Autopista al espacio

Juan Ruocco

I.

A fines del Siglo XXII la Humanidad estaba al borde la extinción, pero no todos los bordes son iguales: hay algunos más angostos y otros, como este, más anchos. El aumento de la temperatura del planeta hería de muerte el fino equilibrio que hacía posible la vida, y todos los intentos para revertir esta situación fracasaron. Ninguno de los métodos puestos en práctica funcionó y la ciencia terminó por declararse incompetente.

Los líderes mundiales llegaron a la conclusión de que había que abandonar el planeta. Para poner en marcha la evacuación se reunieron en un congreso y buscar una solución unificada al destino del homo sapiens. Aún en esta situación extrema no alcanzaron el consenso. Este fracaso se convirtió en el acta de defunción del parlamentarismo. Apenas lograron hacer un informe lleno de afirmaciones categóricas para, en el final, concluir que la evacuación sería responsabilidad de cada país. El comité científico de las Naciones Unidas concluyó que la Tierra sería inhabitable en cinco años.

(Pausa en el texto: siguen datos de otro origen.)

PR #1899, opened 2017-04-18
Adds handling for scientific notation in nf()

### LINKED ISSUE #1879: Unexpected nf()-formatting
Hi,

when using the nf()-function, the number gets formatted regardless of scientific notation. This makes very small or very big numbers indistinguishable.

Consider this example
```
function setup() { 
    createCanvas(400, 400);
} 

function draw() {
    background(220);

    smallNumber = 3.8944423423433e-14;
    text(smallNumber, 50, 50);
    text(nf(smallNumber, 1, 3), 50, 65);
	
    mediumNumber = 3.8944423423433;
    text(mediumNumber, 50, 100);
    text(nf(mediumNumber, 1, 3), 50, 115);
	
    bigNumber = 3.8944423423433e+50;
    text(bigNumber, 50, 150);
    text(nf(bigNumber, 1, 3), 50, 165);
}
```

Please let me know if the information provided is sufficient. And since this is my first contribution, I'm also open to general suggestions for improvement.

Best

mlarghydracept:
**Not ready to merge.**

I think that I should add the conversion of scientific notation to the other number formatting functions first. Currently I wrote in a helper function to handle the numbers. Javascript doesn't convert numbers with a magnitude higher than 21 or lower than -7. Currently these numbers are just silently ignored but the handleExponents() processes them. Not sure if writing in a helper function is the best idea. Open to feedback!

closes #1879

### DIFF
--- a/src/utilities/string_functions.js
+++ b/src/utilities/string_functions.js
@@ -197,11 +197,11 @@ p5.prototype.nf = function () {
 
 function doNf() {
   var num = arguments[0];
+  num = handleExponents(num);
   var neg = num < 0;
-  var n = neg ? num.toString().substring(1) : num.toString();
-  var decimalInd = n.indexOf('.');
-  var intPart = decimalInd !== -1 ? n.substring(0, decimalInd) : n;
-  var decPart = decimalInd !== -1 ? n.substring(decimalInd + 1) : '';
+  var decimalInd = num.indexOf('.');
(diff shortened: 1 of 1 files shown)


lmccart:
I guess the one other question is whether this causes much of a performance effect, and if so, if that's justified by a common enough use case. I looked up the Processing reference and it looks like they don't support scientific notation, so it is an option to forgo support in p5.js as well. What do you think?

mlarghydracept:
I agree 100% with this option!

En Argentina se discutieron durante meses diferentes proyectos pero se optó por uno particular elegido por mayoría absoluta en inapelables condiciones democráticas. La propuesta para salvar a los argentinos de la extinción era construir una autopista al espacio. La idea era simple: una plataforma de hormigón orgánico, de proporciones titánicas, que corriera perpendicular a la superficie de la Tierra. La estructura llegaría al borde de la mesósfera. Un sistema magnético mantendría los autos aferrados a la misma hasta el último tramo donde los autos remontarían vuelo hacia el espacio. Cada vehículo, construido con estrictas especificaciones, daría el salto final con su motor de propulsión. Según sus defensores, se trataba de un sistema sencillo y fiable.

II.

La realidad era algo más compleja. El plan se sustentaba en que cada persona o familia se hiciera cargo del costo de su salida. Así como los líderes mundiales se habían lavado las manos, los líderes locales hicieron lo propio. Cada auto, fabricado con una norma estándar, tendría un imán de polaridad inversa al de la autopista. De esta manera el vehículo quedaría sujeto a la misma durante todo el trayecto. Para el salto definitivo contaría con su propio motor de propulsión. Si cada persona o familia pagaba su auto, la dirigencia del país se aseguraba dos cosas: por un lado, no tener que encargarse de evacuar sesenta millones de personas; por el otro, el dinero necesario para la obra y, para la fabricación de los vehículos haría que el último resto de riqueza disponible en el país pasase, como de costumbre, a manos de la clase dirigente. Pronto llegaron las acusaciones de irregularidades en el proyecto. Era sugestivo que el presidente de la Nación tuviera lazos familiares con la empresa que ganó la licitación para construir la autopista, y con los dueños de las terminales automotrices.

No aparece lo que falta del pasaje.